Open Fields has been endorsed by a long list of sporting, outdoor and conservation groups, ranging from the National Rifle Association, National Farmers Union, Sierra Club and Pheasants Forever.

Included among the list of Senate co-sponsors are Pat Roberts, R-Kan., Tom Daschle, D-S.D., Tim Johnson, D-S.D., Byron Dorgan, D-N.D., Michael Enzi, R-Wyo., Norm Coleman, R-Minn., John Kerry, D-Mass., Max Baucus, D-Mont., Mark Dayton, D-Minn., Tom Harkin, D-Iowa, Ben Nelson, D-Neb., Blanche Lincoln, D-Ark., Mark Pryor, D-Arlk. Joe Biden, R-Del., Harry Reid, D-Nev., Chuck Hagel, R-Neb., Patrick Leahy, D-Vt., and Michael DeWine, R-Ohio.

Open Fields has also been endorsed by the Congressional Sportsmen's Foundation, which hosted today's briefing by Senator Conrad. The Foundation is a bipartisan organization that supports the concept of sustainable land use and wildlife management. The Foundation is an off-shoot of the Congressional Sportsmen's Caucus, a bipartisan caucus of lawmakers whose legislative priorities include wise management of wildlife habitat in order to preserve fishing, hunting and other outdoor activities. Senator Conrad is a member of the caucus.

The groups that have endorsed the legislation include the American Fly Fishing Trade Association, American Sportfishing Association, Archery Trade Association, Bass Anglers Sportsmens Society, Boone and Crockett Club, Bowhunting Preservation Alliance, California Waterfowl Association, Campfire Club of America, Congressional Sportsmen's Foundation, Ducks Unlimited, Environmental Defense, Federation of Flyfishers, Foundation for North American Wild Sheep, The Forestland Group, Izaak Walton League of America, International Association of Fish and Wildlife Agencies, Mule Deer Foundation, National Farmers Union, National Shooting Sports Foundation, National Trappers Association, National Grouse Partnership, North Dakota Farmers Union, North Dakota Farm Bureau, North Dakota Stockmen's Association, Pope & Young Club, Rocky Mountain Elk Foundation, Ruffed Grouse Society, Sierra Club, Texas Wildlife Association, Shikar-Safari Club International, the International Hunter Education Association, National Wild Turkey Federation, Pheasants Forever, Pure Fishing, Sporting Goods Manufacturers Association, Trout Unlimited, United Association of Plumbers and Pipefitters, Theodore Roosevelt Conservation Partnership, Whitetails Unlimited, Inc., Wildlife Forever, the Wildlife Management Institute and the World Wildlife Fund.


----------



## Bob Kellam (Apr 8, 2004)

Dick
On the surface this seems like a very good program. How can we assure ourselves that Congress will pass the bill with out all of the junk they like to attach to popular bills. I have contacted Dorgan, Conrad and Pomeroy and voiced my opinion that the bill should be considered in its pure form.

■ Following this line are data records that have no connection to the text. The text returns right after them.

Issue #11683, opened 2025-07-24
/api/notifications/all fails for user with large notification volume (e.g., dataverseAdmin)


ofahimIQSS:
# Bug Report: `/api/notifications/all` fails for user with large notification volume

## Environment

- **Branch:** `develop` (latest as of July 2025)
- **User:** `dataverseAdmin` (has thousands of notifications)
- **Tested during:** PR testing for [#11664](https://github.com/IQSS/dataverse/pull/11664)
- **API Call:**
  ```bash
  curl -H "X-Dataverse-key:$API_TOKEN" "$SERVER_URL/api/notifications/all"

**Bug Description**
The /api/notifications/all endpoint fails when invoked by a user who has a very large volume of notifications. This issue was discovered while testing [PR #11664](https://github.com/IQSS/dataverse/pull/11664), but it exists in the develop branch independently of that PR.

**Steps to Reproduce**
Log in as a superuser or admin account with thousands of notifications (e.g., dataverseAdmin)

curl -H "X-Dataverse-key:$API_TOKEN" "$SERVER_URL/api/notifications/all"
Observe that the API call fails (e.g., no response or internal server error)

**Expected Behavior**
The API call should return the user's notifications, or at least respond with a subset (paginated or filtered), without crashing or timing out.

**Actual Behavior**
The request fails entirely

**

[11664 server.log](https://github.com/user-attachments/files/21413173/11664.server.log)

**
Relevant stack trace is available in the server.log from internal testing.

**Notes**
This is not a regression introduced by PR #11664

**Suggested Fix**
Add pagination support to /api/notifications/all
Add filtering options (e.g., ?type=..., ?since=...)
Enforce maximum limits and document default behavior for large volumes

pdurbin:
In the stackstrace, @ofahimIQSS and I were wondering what "far" is:

`Caused by: java.lang.NullPointerException: Cannot invoke "edu.harvard.iq.dataverse.FileAccessRequest.getGuestbookResponse()" because "far" is null at edu.harvard.iq.dataverse.MailServiceBean.getMessageTextBasedOnNotification(MailServiceBean.java:457)`

It turns out it's this part of the code:

```
case REQUESTFILEACCESS:
    //Notification to those who can grant file access requests on a dataset when a user makes a request
    DataFile datafile = (DataFile) targetObject;

    pattern = BundleUtil.getStringFromBundle("notification.email.requestFileAccess");
[...]

PR #11704, opened 2025-07-31
11703 return is default property get dataset templates

### LINKED ISSUE #11703: Return isDefault property in Get Dataset Templates endpoint
For the SPA, we need the isDefault property.

g-saracca:
We need an extra field in the Get Dataset Templates response.

- Closes #11703 

I've extended an existing test.

**Additional documentation**:

### DIFF
--- a/src/main/java/edu/harvard/iq/dataverse/util/json/JsonPrinter.java
+++ b/src/main/java/edu/harvard/iq/dataverse/util/json/JsonPrinter.java
@@ -1569,6 +1569,7 @@ public class JsonPrinter {
         return jsonObjectBuilder()
                 .add("id", template.getId())
                 .add("name", template.getName())
+                .add("isDefault", template.isIsDefaultForDataverse())
                 .add("usageCount", template.getUsageCount())
                 .add("createTime", template.getCreateTime().toString())
                 .add("createDate", template.getCreateDate())
--- a/src/test/java/edu/harvard/iq/dataverse/api/DataversesIT.java
+++ b/src/test/java/edu/harvard/iq/dataverse/api/DataversesIT.java
@@ -2335,6 +2335,7 @@ public class DataversesIT {
         );
         createTemplateResponse.then().assertThat().statusCode(OK.getStatusCode())
                 .body("data.name", equalTo("Dataverse template"))
+                .body("data.isDefault", equalTo(true))
                 .body("data.usageCount", equalTo(0))
                 .body("data.termsOfUseAndAccess.license.name", equalTo("CC0 1.0"))
                 .body("data.datasetFields.citation.fields.size()", equalTo(1))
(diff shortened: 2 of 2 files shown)


g-saracca:
Moving to On Hold, I found other issues with the API that are beyond my limited knowledge of Java.
- API throws 500 when adding a custom license/dataset terms from the JSF UI, 
`jakarta.ejb.EJBException: Cannot invoke “[edu.harvard.iq](http://edu.harvard.iq/).dataverse.license.License.getId()” because “license” is null`
- API is returning templates from parent dataverses, even if the JSF "Include Templates from Root" checkbox is unchecked.
- With my changes above the `isDefault` property is being returned ok when creating a template from the API but it is always being returned as false even if setting it as default from the JSF UI.

g-saracca:
I have tested the fixes, everything works as expected.

src/main/java/edu/harvard/iq/dataverse/engine/command/impl/ListDataverseTemplatesCommand.java
```diff
@@ -26,14 +26,22 @@ public ListDataverseTemplatesCommand(DataverseRequest request, Dataverse dataver
 
     @Override
     public List<Template> execute(CommandContext ctxt) throws CommandException {
-        List<Template> templates = new ArrayList<>();
+        List<Template> availableTemplates = new ArrayList<>(dataverse.getTemplates());
 
-        if (dataverse.getOwner() != null) {
-            templates.addAll(dataverse.getParentTemplates());
+        if (!dataverse.isTemplateRoot() && dataverse.getOwner() != null) {
+            availableTemplates.addAll(dataverse.getParentTemplates());
```
sekmiller, line 32: Do we need to make this recursive for multiple generations of owners? While dv.getOwner() != null...

sekmiller:
Under DataversesIT the test TestCreateAndGetTemplates is failing. It looks like the issue could be that the CreateTemplate api under Dataverses is putting "isDefault" into the DTO, but the conversion of the DTO into the actual template that gets created doesn't do anything with isDefault - and remember you actually have to update the Dataverse object by setting the default template to this newly created template.  That's not something that happens in the jsf ui where you create a template and then press the "Make Default" button to make it the default. Let me know if you have any questions.

g-saracca:
Assigning @GPortas since I opened the PR, but he continued with the work.

GPortas:
@sekmiller 

Thanks. I fixed the CreateTemplateCommand to persist the default template in the Dataverse entity.

I also added a minor fix to the notifications API (not related to the original PR scope).

ofahimIQSS:
Hello! I tested this PR with the dataverseadmin account on internal environment. 
curl -H "X-Dataverse-key:$API_TOKEN" "$SERVER_URL/api/notifications/all?inAppNotificationFormat=true"

 --- This worked 

curl -H "X-Dataverse-key:$API_TOKEN" "$SERVER_URL/api/notifications/all" --- when running this, i got empty flower brackets {}

See log files. The Testing file shows the curl commands I ran along with the second file which is the server logs. 
[Notifications API Testing.log](https://github.com/user-attachments/files/22141933/Notifications.API.Testing.log)
[NotificationsAPI-server.log](https://github.com/user-attachments/files/22141934/NotificationsAPI-server.log)

ofahimIQSS:
https://github.com/IQSS/dataverse/issues/11683 --- existing Notifications API issue

PR #15, opened 2016-10-04
Add draft spec for encapulation in mp4

rillian:
We've been working on an mp4 encapsulation for flac. Record the change history here for broader reference and review.


erikd:
Merged. Thanks.

PR #17, opened 2016-10-27
isoflac: Correct additional 'MEATADATA' typos.

rillian:
Thanks to Matthew Gregan for the report.


erikd:
Manually merges and pushed. Thanks @rillian !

My experience with Federal legislation tells me there will be strings attached.


----------



## Dick Monson (Aug 12, 2002)

Bob there probably will be strings. The saving grace is that it is nation wide. One can only hope.


----------



## Scraper (Apr 1, 2002)

I think that it sounds great. Did I miss where the money is coming from to pay for it?

I have a hard time subsidizing something that ought to be free anyway when we have friends and family fighting overseas with families struggling here without them. It seems like that $50 million could be used to help them out somehow instead.

After the war, I would be all for it if the funding makes sense.


----------



## Remmi_&amp;_I (Dec 2, 2003)

Any updates on this Dick? Also, could you tell me about the program Montana has............some type of sign up sheet to hunt on subsidized lands or something. As you can see, I'm really green on that issue.


----------



## Dick Monson (Aug 12, 2002)

R&I, Montana's program is state run by their G&F, and I believe funded on a per hunter basis. This would be Federal and funded up front--not on a per hunter basis to the landowner. Which takes fraud out of the equation. I asked Conrad's office to include additional points on a CRP signup as an incentive to open the CRP to public access. It is strictly voluntary so no one has gripe. Nothing back yet.


----------



## strand (Sep 29, 2004)

Montana's program is called block management. I believe it is similar to our plots land. There program i think is a little better because they can monitor and even regulate the amount of hunters in an area. In some cases you simply sign up at the kiosk which have maps of the block area or you may have to sign up at the landowners house. I think it would be something to consider.


----------



## Shu (Oct 21, 2003)

I love the intent of the program but if you're in conservation and land access for the long term, don't you buy instead of lease?


----------



## Remmi_&amp;_I (Dec 2, 2003)

Dick, what do you think of the block management program? You seem to have more info on access issues and I value your opinion as well as others familiar with it.

Thanks


----------



## dakotashooter2 (Oct 31, 2003)

Aren't we already subsidizing some farmers for conservation of their land (CRP) ???????????


----------



## Remmi_&amp;_I (Dec 2, 2003)

Yes we are, but I for one don't want to see CRP get plowed under.


----------



## IAHunter (Sep 1, 2003)

I am against this program. Using tax payer money to support a hobby. Should we also pay landowners to let atvs onto their land? Or how about paying them so birdwatchers can go snap pictures of a yellow-bellied sap sucker? I would be for this program if, and only if, it was paid for by us outdoorsmen through some type of tax, say $5 on every liscence sold.

IaHunter


----------



## Old Hunter (Mar 8, 2002)

When I see the Sierra Club in the list of supporting organizations I am skeptical. This organization is one board member away from being antihunting. They have a Benidect Arnold in their midst. For those that missed history 101 he was a traitor.


----------